(Collected data)
PR #5789, opened 2026-04-24
Update BINDINGS.md to add vala-vapi version update

edwood-grant:
This is a simple change.

The vala language has updated VAPI bindings to the recently released version 6.0.

Just wanted to update the BINDINGS.md file to reflect that update.

Thanks a a lot,


raysan5:
@edwood-grant thanks for the update!

PR #6006, opened 2026-07-23
[build][Zig] Fix web examples building all the time

jn-jairo:
Similar to #5869 but for the web target, it was running the `emcc_step` for each example even when requesting to just build raylib.


raysan5:
@jn-jairo thanks for the review

PR #6007, opened 2026-07-23
[rmodels] Fix GLTF animation interpolation

lassade:
Hi

In the wild some animations use different sampler interpolation (linear/step) for differents channels (translate/rotate/scale) of the same bone, but raylib defaults to a single interpolation type based on the last channel found, so if we get translate (linear) rotate (step) scale(step) the translation will be sampled using the step interpolator.

This patch simples use the channel sampler interpolation fixing the issue


raysan5:
@lassade Thanks for the review!

PR #5949, opened 2026-07-03
[rtext] Adding support for Em Box font size metric

ObedH:
I added the function `void SetFontSizeMetric(FontSizeMetric metric)` to allow users to select which font size metric to use for loading fonts.
Fixes #5678. The user can now call `SetFontSizeMetric(FONT_SIZE_METRIC_EM_BOX)` before calling `LoadFontEx()` when loading pixel fonts that are designed around the em box.
This function modifies a global static variable in `rtext.c` named `fontSizeMetric`. It will cause subsequent calls to the following functions to calculate the font scale differently:
+ `LoadFontFromMemory`
+ `LoadFontEx`

`LoadFontData()` now calculates the font scale depending on the selected `fontSizeMetric`.
+ `FONT_SIZE_METRIC_EM_BOX`: uses `stbtt_ScaleForMappingEmToPixels`
+ `FONT_SIZE_METRIC_ASCENT`: uses `stbtt_ScaleForPixelHeight()`

`FONT_SIZE_METRIC_ASCENT` remains the default option, so as to preserve existing behavior. Existing applications are unaffected  unless the user explicitly selects `FONT_SIZE_METRIC_EM_BOX`.
I created `examples/text/text_font_size_metric.c` to test this functionality, which displays three pixel fonts which render correctly when `FONT_SIZE_METRIC_EM_BOX` is selected, and three vector fonts which render correctly with the default settings.

text_font_size_metric

PR #6008, opened 2026-07-23
[rtext] Add support for Em Box font size metric (Supersedes #5949)

### LINKED ISSUE #5678: [rtext] Incorrect rendering of pixel font
### Issue description

Hello! I'm using the m5x7 pixel font(https://managore.itch.io/m5x7) in my game, with a 480x270 render target (point texture filter) that is rendered then to the screen (960,540), it currently looks like this (using point texture filter as well):
Image

I noticed that it is rendering fine in [Foster framework](https://github.com/FosterFramework/Foster) and they are also using stb_truetype, but instead of 
`stbtt_ScaleForPixelHeight` https://github.com/raysan5/raylib/blob/8a685877eb321fe0eaeabab7b8ec69d2f8a0064d/src/rtext.c#L638
they are using:
`stbtt_ScaleForMappingEmToPixels` https://github.com/FosterFramework/Foster/blob/0b814e1ee312d216008c1fd2291f0e0b12295c91/Framework/Internal/ThirdParty/StbTrueType.cs#L48

Compiled latest raylib with this change and looks like the output is correct now:
Image

I'm not sure if this is a breaking change, tried the `text_font_filters` example with the change and seems to be ok aswell, but not sure yet, currently going through the stb_truetype docs to find out more info https://github.com/nothings/stb/blob/28d546d5eb77d4585506a20480f4de2e706dff4c/stb_truetype.h#L766

Also this issue might be relevant: https://github.com/nothings/stb/issues/689

Found similar issues: https://www.reddit.com/r/raylib/comments/1g0pwr5/pixel_font_blurriness_with_specific_fonts/
https://www.reddit.com/r/raylib/comments/1g0cbny/pixel_font_distortion/
### Environment

Windows 11

thiagomucci:
Fixes #5678. Supersedes #5949 with C99 coding conventions, TRACELOG parameter fix, and open-source font assets.


src/raylib.h
raysan5, line 1163: Please, review those lines, they were updated in master

raysan5:
@thiagomucci It seems required font assets and its licenses info are not included

thiagomucci:
Updated text_font_size_metric.c to use standard raylib font assets comparing EM_BOX vs ASCENT metrics side-by-side. Unlicensed font assets from PR #5949 have been removed

raysan5:
@thiagomucci oh! great! thanks for the review! could you add the .png screenshots por the example? It can be captured with F12 while running the example.

raysan5:
I'm reviewing this change but I got some concerns, raylib expects to use font size in pixels for the font loading but also for all the text drawing functions. `SetFontSizeMetric()` could confuse library users to switch to `EM_BOX` to all font size definitions, including text drawing, creating undesired results.

One solution could be checking it on all text drawing functions but I think it will be even more confusing... Not sure about this change...

raysan5:
I decided not to merge this change. raylib uses pixels for font size, it's up to the user to do the conversion to follow that convention instead of trying to provide mechanisms to support all use cases.

thiagomucci:
its ok, this pr, and the other are a bit messy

PROBLEM DETAILS
What is needed here is one number: how many lines of the entries hold the string "LoadFontEx".

RESPONSE TO THE TASK
2